The article develops an impact-resilient aerial robot (s-ARQ) equipped with a compliant arm to sense contacts and reduce collision impact and featuring a real-time contact force estimator and a non-linear motion controller to handle collisions while performing aggressive maneuvers and stabilize from high-speed wall collisions. Further, a new collision-inclusive planning method that aims to prioritize contacts to facilitate aerial robot navigation in cluttered environments is proposed. A range of simulated and physical experiments demonstrate key benefits of the robot and the contact-prioritized (CP) planner. Experimental results show that the compliant robot has only a $4\%$ weight increase but around $40\%$ impact reduction in drop tests and wall collision tests. s-ARQ can handle collisions while performing aggressive maneuvers and stabilize from high-speed wall collisions at $3.0$ m/s with a success rate of $100\%$. Our proposed compliant robot and contact-prioritized planning method can accelerate computation time while having shorter trajectory time and larger clearances compared to A$^\ast$ and RRT$^\ast$ planners with velocity constraints. Online planning tests in partially-known environments further demonstrate the preliminary feasibility of our method to apply in practical use cases.
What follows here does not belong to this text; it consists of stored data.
PR #351, opened 2017-09-12
ZCS-1870:Multi-byte text in a long line gets garbled

ykomiyam:
[Problem]
Currently when the mail server receives the SendMsg request
whose message's mime parts have following characteristics,
the mail server transfers the outgoing message to the SMTP
server with the header "Content-Transfer-Encoding: binary".
 - If that mime part is not an attachment or its Content-Type's primary type is "text".
 - If that mime part contains non-ASCII characters more than 25% of the part size.
 - If that mime part has a line which is longer than MAX_LINE_OCTETS (900).
Because the MTA (Postfix) does not support the "Content-
Transfer-Encoding: binary", Postfix treats such mime part as
"7bit", and folds a long line into 998 characters without
consideration of multi-byte characters.  As a result, the
multi-byte character which CRLF is inserted in the middle of
the byte-string gets garbled.

[History]
This bug was introduced by the Bug 86352 (a redirected message
was garbled when the original message consisted of the multi-byte
characters but didn't have a Content-Transfer-Encoding header).
During the fix of Bug 86352, when a mime-part did not have CTE
header, and the mime contents matched the above conditions, the
"Content-Transfer-Encoding: binary" was inserted. Correctly, it
should have 7bit or 8bit, because the content is still formatted
in the line-oriented mime-part.

[Fix]
(1) If the mime-part is matched with the condition above, and if
it is sent via SnedMail, ZCS will put "Content-Transfer-Encoding:
base64".
(2) When ZCS redirects such a message, and if the original message
does not have any Content-Transfer-Encoding header, then ZCS will
add "Content-Transfer-Encoding: 8bit" before redirecting.

Although 7bit is a default value of the CTE defined in the RFC,
8bit is chosen for the pattern (2), because:
 - Most of the MTA servers, including Postfix, support 8BITMIME extension.
 - 8bit is a super-set of the 7bit.

----
Manual test
* Compose a long line multi-byte text message on the ZWC, and send to userA --> Verify that message is encoded in base64 and not garbled on the userA's ZWC.
* Send a raw Shift-JIS text message via LMTP to userB; the message is single mime part without Content-Transfer-Encoding header.  UserB has a Sieve filter which redirects messages to userC --> Verify that userC received a redirected message which is not garbled on the userC's ZWC.
- Ran automation script zm-qa/data/soapvalidator/MailClient/Mail/Bugs/bug50507.xml  (similar issues to this bug and Bug 86352)

### DIFF
--- a/common/src/java/com/zimbra/common/zmime/ZMimeBodyPart.java
+++ b/common/src/java/com/zimbra/common/zmime/ZMimeBodyPart.java
@@ -1,7 +1,7 @@
 /*
  * ***** BEGIN LICENSE BLOCK *****
  * Zimbra Collaboration Suite Server
- * Copyright (C) 2011, 2012, 2013, 2014, 2016 Synacor, Inc.
+ * Copyright (C) 2011, 2012, 2013, 2014, 2016, 2017 Synacor, Inc.
  *
  * This program is free software: you can redistribute it and/or modify it under
  * the terms of the GNU General Public License as published by the Free Software Foundation,
@@ -412,7 +412,7 @@ public class ZMimeBodyPart extends MimeBodyPart implements ZMimePart {
             } else if (toolong == 0) {
                 return "8bit"; //section 6.2 of RFC2045
             } else {
-                return "binary";
+                return "base64";
             }
         }
     }
--- a/common/src/java-test/com/zimbra/common/zmime/ZMimeBodyPartTest.java
+++ b/common/src/java-test/com/zimbra/common/zmime/ZMimeBodyPartTest.java
@@ -1,7 +1,7 @@
 /*
  * ***** BEGIN LICENSE BLOCK *****
  * Zimbra Collaboration Suite Server
- * Copyright (C) 2011, 2012, 2013, 2014, 2016 Synacor, Inc.
+ * Copyright (C) 2011, 2012, 2013, 2014, 2016, 2017 Synacor, Inc.
  *
  * This program is free software: you can redistribute it and/or modify it under
  * the terms of the GNU General Public License as published by the Free Software Foundation,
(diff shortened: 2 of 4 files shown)


common/src/java/com/zimbra/common/zmime/ZMimeBodyPart.java
```diff
@@ -412,7 +412,7 @@ String getEncoding(boolean isAttachment, boolean isText) {
             } else if (toolong == 0) {
                 return "8bit"; //section 6.2 of RFC2045
             } else {
-                return "binary";
+                return "base64";
```
chinmay15: LGTM.
@Prashantsurana can you please review this one?

ykomiyam:
Hi @Prashantsurana , Here is the result of the unit tests for Bug 86352
- com.zimbra.cs.mime.FixedMimeMessageTest --> PASS
- com.zimbra.common.zmime.ZMimeBodyPartTest --> PASS
      (This fix also added extra test cases to cover some patters with multi-byte characters text)

fatkudu:
This is probably a silly question but I assume that this fix causes base64 encoding to actually be done on the content?  It would be bad to claim a body part was base64 encoded if it wasn't.

ykomiyam:
Hi @fatkudu , 
That's right; before Bug 86352, the redirect message was sent as a base64 encoded MIME part but actually it was a plain multi-byte text.  To fix this, Bug 86352 changed the ZMimePart.EncodingTester.getEncoding() to return "binary" for the CTE so that the redirect message could send as binary data.  The problem was, this method is primarily used for determining how to encode the outgoing message requested via SendMsg API; ZCS converts the message body based on the return value of getEncoding().
So, I backed out the fix of 86352 so that getEncoding() would return the base64 again; that's the same behaviour as the 8.6.0. And explicitly put "8bit" if the redirect message didn't have a CTE header.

翻译：本文开发了一种具有抗冲击能力的空中机器人（s-ARQ），其配备柔性臂以感知接触并减少碰撞冲击，同时集成实时接触力估计器与非线性运动控制器，使其能够在执行激进机动时处理碰撞，并在高速墙壁碰撞后实现稳定。进一步地，本文提出了一种新的包含碰撞的规划方法，旨在优先考虑接触以促进空中机器人在杂乱环境中的导航。一系列仿真与物理实验展示了该机器人与接触优先（CP）规划器的关键优势。实验结果表明，该柔性机器人在跌落测试和墙壁碰撞测试中仅增重4%，但冲击力降低约40%。s-ARQ能够处理碰撞并执行激进机动，在3.0米/秒高速墙壁碰撞后实现100%成功率的稳定。相较于具有速度约束的A*和RRT*规划器，本文提出的柔性机器人与接触优先规划方法能够在缩短轨迹时间并增大安全间隙的同时加速计算。部分已知环境中的在线规划测试进一步证明了该方法在实际应用中的初步可行性。